# mg.metric geometry – Bounds on the lengths of circuits in a metric space

Given a collection $$V$$ of $$N$$ points in a metric space $$(M, d)$$, I define a circuit as a sequence $$w = (w_1, w_2, …, w_N)$$ which visits each point in $$V$$ and has a length given by
$$|w| = sum_{i=1}^N d(w_i, w_{i+1})$$
where $$w_{N+1} = w_1$$. I am interested in
$$omega_{text{min}} = min_w |w|$$
$$omega_{text{max}} = max_w |w|$$
and how they may be related to the constants
$$C_p = sum_{v in V} d(v, p)$$
As such, I considered the smallest such constant
$$C = min_{p in M} C_p$$
and it seemed that
$$C le omega_{text{max}} le 2C$$
for all collections $$V$$. Have I missed any obvious counter examples?

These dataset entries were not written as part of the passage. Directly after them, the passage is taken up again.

PR #620, opened 2022-06-21
Support for Meanwell application

bcantrill:
Draft commit message:

```
This adds support for a Meanwell application definition for Gimletlet,
which allows for a Gimletlet to be easily used to manage Meanwell
power supplies on a benchtop. There is nothing particularly
Meanwell-specific (or indeed even power-specific) here; this is really
just a thin veneer on the GPIOs present on the J16 header on the
Gimletlet, allowing them to be used to manage external power supplies
without forcing the user to wade into the intricacies of GPIO pin
configuration.  Note that the Meanwell application also indicates a
different LED pattern (a quick blue LED blink, once per second) to
make it clear from across a room that a particularly Gimletlet is
serving to manage Meanwell supplies.
```

### DIFF
--- a/drv/meanwell/src/main.rs
+++ b/drv/meanwell/src/main.rs
@@ -2,12 +2,21 @@
 // License, v. 2.0. If a copy of the MPL was not distributed with this
 // file, You can obtain one at https://mozilla.org/MPL/2.0/.
 
+//!
+//! An exceedingly simple driver to deal with the management of Meanwell power
+//! supplies from a Gimletlet on a benchtop.  This driver has nothing
+//! Meanwell-specific (or indeed even power-specific); this is really just a
+//! wrapper around the seven GPIOs present on J16 on the Gimletlet.  We also
+//! use this opportunity to indicate a different LED pattern (a quick blue LED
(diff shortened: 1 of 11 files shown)


drv/meanwell/src/main.rs
```diff
@@ -0,0 +1,179 @@
...
+    fn current_notification_mask(&self) -> u32 {
+        TIMER_MASK
+    }
+
+    fn handle_notification(&mut self, _bits: u32) {
+        let user_leds =
+            drv_user_leds_api::UserLeds::from(USER_LEDS.get_task_id());
+
+        if !self.led_on {
+            user_leds.led_on(LED_INDEX).unwrap();
```
mkeeter, line 124: Nit: `UserLeds` exposes an `led_toggle` command

mkeeter (approved):

drv/meanwell/src/main.rs
bcantrill: If you don't mind, I think I want to leave this as an explicit on to assure that its state is what the driver thinks it should be. (The LED is on for 100 ms and off for 900 ms.)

So far I have only found a proof for $$omega_{text{max}} le 2C$$. For any circuit $$w$$, consider the sum of the perimeters of all triangles with vertices $$w_i$$, $$w_{i+1}$$ and $$p$$. This should evaluate to $$|w| + 2C_p$$ and by the triangle inequality this is at least $$2|w|$$.

Intuition tells me that $$omega_{text{max}} = 2C$$ iff the points in $$V$$ are colinear, since this is when we have equality in the triangle inequality. Is this correct?

Finally, I know examples where $$omega_{text{min}} le C$$ and other examples where $$C le omega_{text{min}}$$ but for large $$N$$ it seems that the former is more likely. Is there a condition on $$V$$ which requires $$omega_{text{min}} le C$$ regardless of the metric space?

Any help towards answering these questions would be greatly appreciated.